## Your assignment:
Among the lines below, how many have the string "worth" in them? Only the number is wanted.

Saved entries:

PR #610, opened 2018-07-16
More efficient string manipulation in LP writer

whart222:
## Summary/Motivation:
Follow best practices for string manipulation in Python

- Collect strings and join them together instead of writing each string separately
- Avoid using '+' to concatenate strings
- Cache strings used repeatedly

### Legal Acknowledgement

### DIFF
--- a/pyomo/repn/plugins/cpxlp.py
+++ b/pyomo/repn/plugins/cpxlp.py
@@ -56,15 +56,13 @@ class ProblemWriter_cpxlp(AbstractProblemWriter):
 
         AbstractProblemWriter.__init__(self, ProblemFormat.cpxlp)
 
-        # the LP writer is responsible for tracking which variables are
-        # referenced in constraints, so that one doesn't end up with a
-        # zillion "unreferenced variables" warning messages. stored at
-        # the object level to avoid additional method arguments.
-        # dictionary of id(_VarData)->_VarData.
+        # The LP writer tracks which variables are
+        # referenced in constraints, so that a user does not end up with a
+        # zillion "unreferenced variables" warning messages.
+        # This dictionary maps id(_VarData) -> _VarData.
         self._referenced_variable_ids = {}
 
-        # Keven Hunter made a nice point about using %.16g in his attachment
-        # to ticket #4319. I am adjusting this to %.17g as this mocks the
+        # Per ticket #4319, we are using %.17g, which mocks the
         # behavior of using %r (i.e., float('%r'%<number>) == <number>) with
         # the added benefit of outputting (+/-). The only case where this
         # fails to mock the behavior of %r is for large (long) integers (L),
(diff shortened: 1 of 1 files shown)


whart222:
On p-median8, this reduced runtime on my Mac by about 1 second, which is a 3% improvement.

whart222:
According to 'top', on p-median8, the master branch requires a maximum of 1.05G, which this PR requires a maximum of 1.19G.  That's just shy of a 15% increase in peak memory.

If that seems excessive, then we could revise the writer to flush the list of strings if it gets too long...

jsiirola:
I see a similar performance improvement in Python 2.7 under Linux (I am assuming that @whart222 and @carldlaird were testing 3.6).  I also see similar memory differentials (although the numbers are worse): on Master it takes 1GB to create the model and a peak of 1.6GB during the write process.  The PR branch uses a peak of 1.8GB.  (This is all according to @whart222's `memmon`)

I see nothing wrong with this approach; however, I am also concerned that we are building up the entire file in memory before emitting it.  I good compromise would be to at least dump things constraint-at-a-time.  Alternatively, I could see an approach that dumped things when the list exceeded N entries.

As a side benefit, capping the size of the list can also have performance improvements, too.

P.S.: Thank you for looking at this.  Right now, it takes twice as long to write the LP file as it does to generate the model...  and our overall performance on pmedian8 is noticeably worse on master... model construction is 7% slower than Pyomo 5.5 (with a roughly equivalent write time).  Beating down the write time helps to offset performance losses in construction.

whart222:
I'll look to see if there's a simple strategy for flushing the line cache on a "regular" basis.

whart222:
@jsiirola Your pmedian performance statistics are inconsistent with our nightly tests on snotra.  Let's look offline to see how you're testing.

jwatsonnm:
While a 15% increase in memory may not seem bad, we're already IMHO very memory-intensive - it's often a bottleneck when running on laptops. And relative to other AMLs. If there is potentially a quick fix that mitigates the increase, it would be worth looking in to.

whart222:
I tried John's suggestion of flushing the cache of lines occasionally.  It worked so well that I couldn't detect any changes in the max memory in this branch.  :)

qtothec:
@gseastream You think the GAMS writer would also benefit from this?

gseastream:
@qtothec perhaps. The GAMS writer does a combination of storing things in memory first and writing everything individually. All the constraints are written to a separate StringIO first, and then when it's time to write those to the file it goes through line by line and checks if it's too long first (in which case it breaks it up so GAMS won't complain) and then writes each line to the file one by one. For every other line that gets put in the model file, they're each immediately written the output file.

This discussion would indicate that this isn't as fast as it could be, especially since the constraints get written one at a time despite being stored in memory together. Are there performance issues with the GAMS writer that would warrant applying these changes to it too?

whart222:
To clarify, my recent changes were both fast and did not increase the memory during the writer.  Hence, we can merge.

whart222:
@gseastream I think it's worth revisiting the string writing for other writers.  I've seen performance comparisons that suggest that writing to StringIO and then to a file is slower than collecting strings, joining them, and then writing.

## Response:
2